PR #25961, opened 2026-09-10
Routing to OsmAnd-shared, step 20a: the turn lane logic

alex-dev-neo:
Stacked on #25959, so the diff to read is the last commit.

Step 20 is the last one: `RouteResultPreparation`, the part that turns raw segments into the manoeuvres a driver is actually told about. It runs on **both** paths, so it is what makes android and iOS agree — and today they do not, because the C++ has its own copy of all 2374 lines in `routeResultPreparation.cpp`, android uses the java one and iOS uses that.

### Why this is three PRs and not one

2564 lines do not go in one step. I split them by **what each method holds onto**, not by size:

| | methods | lines |
|---|---|---|
| touch neither the context nor a java type | 60 | 1793 |
| need the context, no java types | 8 | 276 |
| held by the printing, the planner's segment types, or the tile machinery | 8 | 394 |

Nearly all the java-only weight — `RenderingRulesStorage`, `XmlPullParser`, `FileWriter`, `ObfConstants` — turned out to be in the debug printing, not in the turn logic, so it stays behind and blocks nothing.

**This PR is the first closed piece of the first group**: `TurnLanes`, the 25 methods that read `turn:lanes` off a road, decide which lanes the driver may be in, and turn that into the arrows for a manoeuvre. Closed means nothing in it calls anything left behind — checked, not assumed. `RoadSplitStructure` and its `AttachedRoadInfo` come along because two of them take it, and step 20b needs it too; it had no imports beyond `java.util`.

20b will be the turn construction that works through `RoadSplitStructure` (10 methods, 488 lines), 20c `prepareResult` itself plus hooks for the four machinery calls.

### The one trap that was real

Java's `split(regex)` **drops** trailing empty parts; Kotlin's **keeps** them. So `"left;"` would have gained a lane and `"left||"` kept two java never saw. And the same line splits twice with opposite rules — the outer split on `|` uses `split(regex, -1)`, which *does* keep them:

```java
String[] splitLaneOptions = turnLanes.split("\\|", -1);   // keeps empties
String[] laneOptions = splitLaneOptions[i].split(";");    // drops trailing empties
```

`splitDroppingTrailingEmpty` reproduces java's rule including its special case, where a string containing no delimiter comes back whole even when it is empty.

`TurnLanesCompatTest` runs the **java originals** of `calculateRawTurnLanes` and `getUniqTurnTypes` against the ported ones over 21 hand-picked strings and 20 000 random ones. It lives in `OsmAnd-java` because that is the one module where both implementations are on the classpath, next to `TroveComparisonTest` and `StringBundleCompatTest`.

Two smaller ones: java divided by a float `2f` when narrowing the active lane range and the port keeps that, and `MAX_SPEAK_PRIORITY` stays in java as well because 20b still uses it there.

### Checks, with the native path actually running

The C++ library is built for the host for this, so the `*NativeTest` classes are not silently taking the java planner:

| | |
|---|---|
| `TurnLanesCompatTest` | 4 |


alex-dev-neo:
Closing: the approach changed to copying the classes into OsmAnd-shared without deleting them from OsmAnd-java, and android and tools keep calling the java classes. Replaced by #26011.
•••••
Goal of the exercise: An exact restatement of the data above is required.

Solved exercise:
PR #25961, opened 2026-09-10
Routing to OsmAnd-shared, step 20a: the turn lane logic

alex-dev-neo:
Stacked on #25959, so the diff to read is the last commit.

Step 20 is the last one: `RouteResultPreparation`, the part that turns raw segments into the manoeuvres a driver is actually told about. It runs on **both** paths, so it is what makes android and iOS agree — and today they do not, because the C++ has its own copy of all 2374 lines in `routeResultPreparation.cpp`, android uses the java one and iOS uses that.

### Why this is three PRs and not one

2564 lines do not go in one step. I split them by **what each method holds onto**, not by size:

| | methods | lines |
|---|---|---|
| touch neither the context nor a java type | 60 | 1793 |
| need the context, no java types | 8 | 276 |
| held by the printing, the planner's segment types, or the tile machinery | 8 | 394 |

Nearly all the java-only weight — `RenderingRulesStorage`, `XmlPullParser`, `FileWriter`, `ObfConstants` — turned out to be in the debug printing, not in the turn logic, so it stays behind and blocks nothing.

**This PR is the first closed piece of the first group**: `TurnLanes`, the 25 methods that read `turn:lanes` off a road, decide which lanes the driver may be in, and turn that into the arrows for a manoeuvre. Closed means nothing in it calls anything left behind — checked, not assumed. `RoadSplitStructure` and its `AttachedRoadInfo` come along because two of them take it, and step 20b needs it too; it had no imports beyond `java.util`.

20b will be the turn construction that works through `RoadSplitStructure` (10 methods, 488 lines), 20c `prepareResult` itself plus hooks for the four machinery calls.

### The one trap that was real

Java's `split(regex)` **drops** trailing empty parts; Kotlin's **keeps** them. So `"left;"` would have gained a lane and `"left||"` kept two java never saw. And the same line splits twice with opposite rules — the outer split on `|` uses `split(regex, -1)`, which *does* keep them:

```java
String[] splitLaneOptions = turnLanes.split("\\|", -1);   // keeps empties
String[] laneOptions = splitLaneOptions[i].split(";");    // drops trailing empties
```

`splitDroppingTrailingEmpty` reproduces java's rule including its special case, where a string containing no delimiter comes back whole even when it is empty.

`TurnLanesCompatTest` runs the **java originals** of `calculateRawTurnLanes` and `getUniqTurnTypes` against the ported ones over 21 hand-picked strings and 20 000 random ones. It lives in `OsmAnd-java` because that is the one module where both implementations are on the classpath, next to `TroveComparisonTest` and `StringBundleCompatTest`.

Two smaller ones: java divided by a float `2f` when narrowing the active lane range and the port keeps that, and `MAX_SPEAK_PRIORITY` stays in java as well because 20b still uses it there.

### Checks, with the native path actually running

The C++ library is built for the host for this, so the `*NativeTest` classes are not silently taking the java planner:

| | |
|---|---|
| `TurnLanesCompatTest` | 4 |


alex-dev-neo:
Closing: the approach changed to copying the classes into OsmAnd-shared without deleting them from OsmAnd-java, and android and tools keep calling the java classes. Replaced by #26011.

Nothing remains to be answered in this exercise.